Michael Dopson, acting head of Oriel high school, near Great Yarmouth, wrote to parents only two weeks ago warning that all but Year 11 pupils would have to spend one day a week studying at home unless the school could fill six teaching vacancies over the summer.

A spokeswoman for Norfolk County Council confirmed the position. She said:

“The head was talking about some of our pupils being taught 80 per cent of the curriculum in school, and 20 per cent in the home. That has not changed, as far as we are aware.”

Surrey, which has 200 vacancies, and West Sussex, with 60, were also unsure whether schools could avoid reduced timetables.

School standards minister Stephen Timms was accused of “complacency” after claiming in a radio interview this week that most teacher vacancies would be filled in time for the new academic year.

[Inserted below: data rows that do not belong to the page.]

PR #4526, opened 2026-05-30
feat: Add rule W4002 for parameters missing from Metadata Interface

### LINKED ISSUE #4115: W4001 reversed

_No response_

Hi,

W4001 checks if all parameters referenced in tMetadata.AWS::CloudFormation::Interface exist. I was wondering if there is a check that does the opposite. Check if all parameters are listed in Metadata.AWS::CloudFormation::Interface.

The following template should fail because `SubnetId` is not listed in the Metadata.AWS::CloudFormation::Interface:

```

Metadata:
  AWS::CloudFormation::Interface:
    ParameterGroups:
      - Label:
          default: 'Vpc Parameters'
        Parameters:
          - VpcId
Parameters:
  # Vpc Parameters
  VpcId:
    Description: VPC To Create Stack In
    Type: String
  SubnetId:
    Description: Subnet To Create Stack In
    Type: String

Resources:
  Test:
    Type: AWS::S3::Bucket
    Properties:
      BucketName: !Ref VpcId
```

### Additional context

_No response_

- [ ] 👋 I may be able to implement this feature request

johnanand707:
*Issue #, if available:* Closes #4115

*Description of changes:*

Adds a new warning rule **W4002** that implements the inverse check of W4001.

- W4001 warns when a parameter referenced in `Metadata.AWS::CloudFormation::Interface` does not exist in the `Parameters` section.
- W4002 warns when a declared `Parameter` is not listed in any `ParameterGroup`, so it would not appear in the CloudFormation Console UI.

**Changes:**
- `src/cfnlint/rules/metadata/InterfaceParameterInGroup.py` — new rule (49 lines)
- `test/unit/rules/metadata/test_interface_parameter_in_group.py` — 5 parametrized unit tests covering the all-grouped, partial, no-groups, multi-group, and non-dict cases
- Updated snapshot results in `test/fixtures/results/integration/` and `test/fixtures/results/quickstart/` (pure additions of new W4002 entries; no existing entries modified)
- `test/unit/module/cfn_json/test_cfn_json.py` — updated expected failure count for `vpc-management.json` fixture (11 → 27)

**Verification:**
- `pre-commit run` passes (ruff, isort, bandit, mypy, file hygiene)
- `pytest test/unit/` — 2568 passed
- `pytest test/integration/` — 27 passed
- Smoke-tested end-to-end against a template missing a parameter from `ParameterGroups`

### DIFF
--- a/src/cfnlint/rules/metadata/InterfaceParameterInGroup.py
+++ b/src/cfnlint/rules/metadata/InterfaceParameterInGroup.py
@@ -1,0 +1,49 @@
+"""
+Copyright Amazon.com, Inc. or its affiliates. All Rights Reserved.
+SPDX-License-Identifier: MIT-0
+"""
+
+from __future__ import annotations
+
+from typing import Any
+
+from cfnlint.jsonschema import ValidationError, ValidationResult, Validator
+from cfnlint.rules.jsonschema.CfnLintKeyword import CfnLintKeyword
+
+
+class InterfaceParameterInGroup(CfnLintKeyword):
+    """Check that all Parameters are listed in Metadata Interface ParameterGroups"""
+
+    id = "W4002"
+    shortdesc = "Parameter not listed in Metadata Interface ParameterGroups"
+    description = (
+        "All parameters should be listed in at least one "
+        "Metadata AWS::CloudFormation::Interface ParameterGroup so they appear "
+        "in the CloudFormation Console UI"
+    )
+    source_url = "https://docs.aws.amazon.com/AWSCloudFormation/latest/UserGuide/aws-resource-cloudformation-interface.html"
+    tags = ["metadata"]
+
+    def __init__(self) -> None:
+        super().__init__(keywords=["Metadata/AWS::CloudFormation::Interface"])
+
+    def validate(
+        self, validator: Validator, _, instance: Any, schema: Any
+    ) -> ValidationResult:
+        if not isinstance(instance, dict):
+            return
+
+        grouped: set[str] = set()
+        for group in instance.get("ParameterGroups", []):
+            if isinstance(group, dict):
+                for param in group.get("Parameters", []):
+                    if isinstance(param, str):
+                        grouped.add(param)
+
+        for param_name in validator.context.parameters:
+            if param_name not in grouped:
+                yield ValidationError(
+                    f"Parameter {param_name!r} is not listed in any "
+                    "Metadata AWS::CloudFormation::Interface ParameterGroup",
+                    rule=self,
+                )
--- a/test/unit/rules/metadata/test_interface_parameter_in_group.py
+++ b/test/unit/rules/metadata/test_interface_parameter_in_group.py
@@ -1,0 +1,83 @@
+"""
+Copyright Amazon.com, Inc. or its affiliates. All Rights Reserved.
+SPDX-License-Identifier: MIT-0
+"""
+
+import pytest
+
+from cfnlint.jsonschema import ValidationError
+from cfnlint.rules.metadata.InterfaceParameterInGroup import InterfaceParameterInGroup
+
+
+@pytest.fixture(scope="module")
+def rule():
+    return InterfaceParameterInGroup()
+
+
+@pytest.fixture
+def template():
+    return {
+        "Parameters": {
+            "VpcId": {"Type": "String"},
+            "SubnetId": {"Type": "String"},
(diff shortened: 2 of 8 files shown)


kddejong (commented):
Thanks for the contribution! A few items to address:

**1. False positives when `ParameterGroups` is absent** (`src/cfnlint/rules/metadata/InterfaceParameterInGroup.py`)

The rule fires when `AWS::CloudFormation::Interface` exists but has no `ParameterGroups` key. This will produce false positives for templates that only use `ParameterLabels` — a valid pattern where the user hasn't opted into grouping. If there are no `ParameterGroups` defined, CloudFormation shows all parameters in a default list anyway, so there's nothing to warn about.

Suggest early-returning when `ParameterGroups` is absent or empty:
```python
parameter_groups = instance.get("ParameterGroups", [])
if not parameter_groups:
    return
```

**2. Error path should include `ParameterGroups`** (`src/cfnlint/rules/metadata/InterfaceParameterInGroup.py`)

When `ParameterGroups` is specified but missing parameters, the error path should include `ParameterGroups` — that's where the user needs to add the missing entries.

**3. Test structure** (`test/unit/rules/metadata/test_interface_parameter_in_group.py`)

The project convention for rule unit tests is to assert against full `ValidationError` objects (`errs == expected`), not just counts. See the sibling tests (`test_interface_configuration.py`, `test_interface_parameter_exists.py`, `test_config.py`) — they all construct explicit expected error lists with message, rule, path, etc. This catches regressions in error messages, paths, and rule attribution that a length check would miss.

Additionally, please add a test case for when the template has no parameters defined (empty `Parameters` section).

src/cfnlint/rules/metadata/InterfaceParameterInGroup.py
```diff
@@ -0,0 +1,49 @@
...
+        super().__init__(keywords=["Metadata/AWS::CloudFormation::Interface"])
+
+    def validate(
+        self, validator: Validator, _, instance: Any, schema: Any
+    ) -> ValidationResult:
+        if not isinstance(instance, dict):
+            return
+
+        grouped: set[str] = set()
+        for group in instance.get("ParameterGroups", []):
```
kddejong, line 37: The rule fires when `AWS::CloudFormation::Interface` exists but has no `ParameterGroups` key. This will produce false positives for templates that only use `ParameterLabels`. If there are no `ParameterGroups` defined, CloudFormation shows all parameters in a default list anyway, so there is nothing to warn about.

Suggest early-returning when `ParameterGroups` is absent or empty:
```python
parameter_groups = instance.get("ParameterGroups", [])
if not parameter_groups:
    return
```

src/cfnlint/rules/metadata/InterfaceParameterInGroup.py
```diff
@@ -0,0 +1,49 @@
...
+                    if isinstance(param, str):
+                        grouped.add(param)
+
+        for param_name in validator.context.parameters:
+            if param_name not in grouped:
+                yield ValidationError(
+                    f"Parameter {param_name!r} is not listed in any "
+                    "Metadata AWS::CloudFormation::Interface ParameterGroup",
+                    rule=self,
+                )
```
kddejong, line 49: When `ParameterGroups` is specified but missing parameters, the error path should include `ParameterGroups` — that is where the user needs to add the missing entries.

test/unit/rules/metadata/test_interface_parameter_in_group.py
```diff
@@ -0,0 +1,102 @@
...
+    ],
+)
+def test_validate(name, instance, expected_count, rule, validator):
+    errs = list(rule.validate(validator, "", instance, {}))
+    assert len(errs) == expected_count, (
+        f"Test {name!r}: expected {expected_count} error(s), got {errs!r}"
+    )
+    for err in errs:
+        assert isinstance(err, ValidationError)
+        assert err.rule == rule
```
kddejong, line 102: The project convention for rule unit tests is to assert against full `ValidationError` objects (`errs == expected`), not just counts. See the sibling tests (`test_interface_configuration.py`, `test_interface_parameter_exists.py`, `test_config.py`) — they all construct explicit expected error lists with message, rule, path, etc. This catches regressions in error messages, paths, and rule attribution that a length check would miss.

Additionally, please add a test case for when the template has no parameters defined (empty `Parameters` section).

Mr Timms said: “The indications are that we should have, I think, the teachers that we need by September, but there is a good deal of work to be done between now and then.”

Later, at the Professional Association of Teachers conference in Cardiff, Mr Timms said that every council his officials had spoken to had said it did not expect a reduced timetable.

But a Tory survey of 121 secondary schools showed no sign of a turnaround over shortages, with one head in two reporting at least one unfilled vacancy and one in 20 with five or more posts to fill. Shadow education secretary Theresa May accused Mr Timms of “extreme complacency”. Recruitment expert John Howson said: “The minister is like an ostrich sticking his head in the sand.” Jean Gemmell, PAT general secretary, said:

“I wish I could share Mr Timms’s optimism.”

Mr Timms had been responding to TES editor Bob Doe’s prediction on BBC Radio 4‘s Today programme that the staff shortage this year will be at least as bad as last year, when a joint survey with the Secondary Heads Association suggested there were 4,000 vacancies in secondaries alone.